A consequence of globalisation has been that an increasing number of companies are attempting to create an overall company culture from a workforce staffed with employees from a variety of different national, religious and generational cultures. How can this be done successfully?
Why Nurture a Company Culture?
Before looking into the hows, it is worth dwelling on the whys.
For a start, studies are illustrating an alarming dissatisfaction with the current state of workplace culture. For example, a Booz and Company study revealed that 96% of employees thought that cultural change was needed in their workplace. An IBM study found that CEOs were equally anxious to make changes, recognising that power resides in an open and collaborative company culture.
The ideal situation from a company perspective is that their internal culture maps perfectly onto their external brand – like the letters on a stick of rock that appear the same no matter where you break it off.
However, the mistake some companies make is to prescribe a set of company ideals and values and expect all employees to wholeheartedly latch on to them. As every People professional will tell you, people just aren’t that easy to manage.
Misunderstanding Culture: Categorisation vs Evolution
One of the barriers to the successful integration of various workforce cultures is the idea that culture is something that is fixed and unchanging, ignoring the lessons of history.
Early anthropologists categorised cultures much like seashells on a beach, but the anthropologist Clifford Geerts challenged this view, saying: “Man is an animal suspended in webs of significance he himself has spun. I take culture to be those webs.”
Geerts view however has also been challenged by contemporary thinkers who argue that meaning is not ‘out there‘ but emerges from a constant interaction between people and their environment. This is now widely accepted: culture arises through people’s experiences within their environment, and those people also have an effect on that environment so that both people and their environment change over time.
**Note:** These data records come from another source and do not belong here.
PR #1168, opened 2015-10-07
SAMBRO: color coded cap area

biplovbhandari:
@flavour Please merge

### DIFF
--- a/modules/templates/SAMBRO/config.py
+++ b/modules/templates/SAMBRO/config.py
@@ -262,6 +262,41 @@ def config(settings):
     settings.customise_sync_repository_controller = customise_sync_repository_controller
     
     # -------------------------------------------------------------------------
+    def customise_cap_warning_priority_resource(r, tablename):
+        
+        s3db = current.s3db
+        def onaccept(form):
+            # Normal onaccept if any
+            
+            if form.vars.color_code:
+                db = current.db
+                stable = s3db.gis_style
+                etable = s3db.gis_layer_entity
+                rows_ = db(etable.instance_type == "gis_layer_feature"). \
+                                                            select(etable.id)
+                query = (stable.layer_id.belongs([row_.id for row_ in rows_]))
+                rows = db(query).select(stable.id,
+                                        stable.style,
+                                        orderby=stable.id)
+                if rows:
+                    for row in rows:
+                        if row.style:
+                            sdata = OrderedDict(prop = "priority",
+                                                fill = form.vars.color_code,
+                                                fillOpacity = 0.4,
+                                                cat = form.vars.name
+                                                )                        
+                            if sdata not in row.style:
+                                row.style.append(sdata)
+                                db(stable.id == row.id).update(style = row.style)
+        
+        s3db.configure(tablename,
+                       create_onaccept = onaccept,
+                       )
+        
+    settings.customise_cap_warning_priority_resource = customise_cap_warning_priority_resource        
+        
+    # -------------------------------------------------------------------------
     # Comment/uncomment modules here to disable/enable them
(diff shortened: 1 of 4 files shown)


modules/templates/SAMBRO/config.py
```diff
@@ -262,6 +262,41 @@ def custom_prep(r):
...
+        def onaccept(form):
+            # Normal onaccept if any
+            
+            if form.vars.color_code:
+                db = current.db
+                stable = s3db.gis_style
+                etable = s3db.gis_layer_entity
+                rows_ = db(etable.instance_type == "gis_layer_feature"). \
+                                                            select(etable.id)
+                query = (stable.layer_id.belongs([row_.id for row_ in rows_]))
```
flavour: This is confusing as it looks like you are conflating id with layer_id - since the id is from gis_layer_entity they are in fact the same as there is no id field...I would prefer this to be more explicit & actually use the layer_id field directly

modules/templates/SAMBRO/config.py
```diff
@@ -262,6 +262,41 @@ def custom_prep(r):
...
+                rows = db(query).select(stable.id,
+                                        stable.style,
+                                        orderby=stable.id)
+                if rows:
+                    for row in rows:
+                        if row.style:
+                            sdata = OrderedDict(prop = "priority",
+                                                fill = form.vars.color_code,
```
flavour: Bring this outside the loop
(I would bring it outside the top if: )

modules/templates/SAMBRO/config.py
```diff
@@ -262,6 +262,41 @@ def custom_prep(r):
...
+                                                fillOpacity = 0.4,
+                                                cat = form.vars.name
```
flavour: Again, bring this outside the loop

modules/templates/SAMBRO/config.py
```diff
@@ -262,6 +262,41 @@ def custom_prep(r):
...
+                rows_ = db(etable.instance_type == "gis_layer_feature"). \
+                                                            select(etable.id)
+                query = (stable.layer_id.belongs([row_.id for row_ in rows_]))
+                rows = db(query).select(stable.id,
+                                        stable.style,
+                                        orderby=stable.id)
+                if rows:
+                    for row in rows:
+                        if row.style:
+                            sdata = OrderedDict(prop = "priority",
```
flavour: Why does this need to be Ordered?

modules/templates/SAMBRO/config.py
```diff
@@ -262,6 +262,41 @@ def custom_prep(r):
...
+                                                fill = form.vars.color_code,
+                                                fillOpacity = 0.4,
+                                                cat = form.vars.name
+                                                )                        
+                            if sdata not in row.style:
+                                row.style.append(sdata)
+                                db(stable.id == row.id).update(style = row.style)
```
flavour: I'm still worried by this not using IS_JSONS3 validator
SQLite & PostgreSQL behave different;y with the style field since it just uses a text field in SQLite but a real JSON field in PostgreSQL.

modules/templates/SAMBRO/config.py
```diff
@@ -262,6 +262,41 @@ def custom_prep(r):
...
+                etable = s3db.gis_layer_entity
+                rows_ = db(etable.instance_type == "gis_layer_feature"). \
+                                                            select(etable.id)
+                query = (stable.layer_id.belongs([row_.id for row_ in rows_]))
+                rows = db(query).select(stable.id,
+                                        stable.style,
+                                        orderby=stable.id)
+                if rows:
+                    for row in rows:
+                        if row.style:
```
flavour: row.style is getopt many times...I would bring this into scope up here

PR #1173, opened 2015-10-09
CAP:tweaks

biplovbhandari:
@flavour Please merge...

### DIFF
--- a/modules/templates/SAMBRO/menus.py
+++ b/modules/templates/SAMBRO/menus.py
@@ -66,13 +66,19 @@ class S3MainMenu(default.S3MainMenu):
                 return super(S3MainMenu, cls).menu_modules()
             else:
                 # Publisher sees minimal options
-                # @ToDo: Add role check here once role defined
                 menus_ = [homepage(),
-                          homepage("cap"),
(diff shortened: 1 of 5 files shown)


modules/templates/SAMBRO/menus.py
```diff
@@ -128,4 +134,65 @@ def menu_admin(cls, **attr):
...
+                    M("Predefined Alert Area", f="area",
+                      check=s3_has_role("ADMIN"))(
+                        M("Create", m="create"),
+                        M("Import from CSV", m="import", p="create"),
+                    ),
+                    M("RSS Channels", c="msg", f="rss_channel",
+                      check=s3_has_role("ADMIN"))(
+                        M("Create", m="create"),
+                    ),
+                    M("Twitter Channels", c="msg", f="twitter_channel",
```
flavour: I'll merge this as it's a step fwd, but you did you get the UX enhancement suggestions I made for this?
i.e. the fact that there needs to be a login channel
Hence I would filter the login channel from this view & provide a dedicated link to the login channel (we can create this in prepop, even with the entries blank)

PR #1178, opened 2015-10-11
import S3AddResourceLink

tirgil:


modules/s3db/dvr.py
```diff
@@ -33,7 +33,7 @@
 from gluon.storage import Storage
 from gluon.tools import callback
 from ..s3 import *
-from s3layouts import S3PopupLink
+from s3layouts import S3PopupLink, S3AddResourceLink
```
nursix: Deprecated - pls use S3PopupLink instead (drop-in replacement)

nursix: and not used in this file anyway

PR #1180, opened 2015-10-12
CAP: cleanup

biplovbhandari:


static/scripts/S3/s3.cap.js
```diff
@@ -77,22 +77,27 @@
...
-                }
-            }
+        	if (!$(this).val()) {
+        		$(this).css('border', '1px solid gray');
+        	}
+        	else {
+	            var p = S3.cap_priorities,
+	                len = p.length;
+	            if ($(this).find('option:selected').text() == 'Undefined') {
+	                $(this).css('border', '2px solid gray');
```
flavour: In general, I think this kind of thing is better done by adding/removing classes...the actual CSS is in the stylesheet.
Won't hold-up merge though...just a future @ToDo (not urgent)

PR #1495, opened 2018-11-01
SAMBRO AlertHub minor fixes to pre-pop rss import and language codes

waidyanatha:
mostly update the feeds file.


flavour:
I suspect that changes to languages/* would not be desired...but take a look & see

Issue #1469, opened 2018-02-20
GIS: Selecting "Add PoI" and clicking into the map shows blank popup


trendspotter:
Steps to reproduce:
1. Go to GIS map
2. Click on the *Add PoI* buton in toolbar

An example of this process in the context of the global economy can be noted with the adoption of management techniques once thought of as ‘Japanese’ (e.g. Total Quality Management) into ‘western’ corporations.
Amalgamating Individual Cultures into a Company Culture
When a company’s leaders understand that every employee has a different history and has taken an individual path to their current position in the workforce, they will begin to understand that they need to really get to know his or her story before they can hope to fully integrate them into the company’s wider value system.
Some areas of strong integration are likely to be identified while there will be weak identification and even a complete mismatch in other areas.
It is therefore naïve to think that a global company can completely induct an individual into one monoculture, but an understanding of what drives the majority of its workforce can form the foundation on which a strong, inclusive culture is built; one that values diversity without alienating individual employees.
It seems that integrating cultures is always going to be a process without end, but a necessary one and one which requires deep knowledge of and respect for a company’s people rather than a surface-deep branding exercise.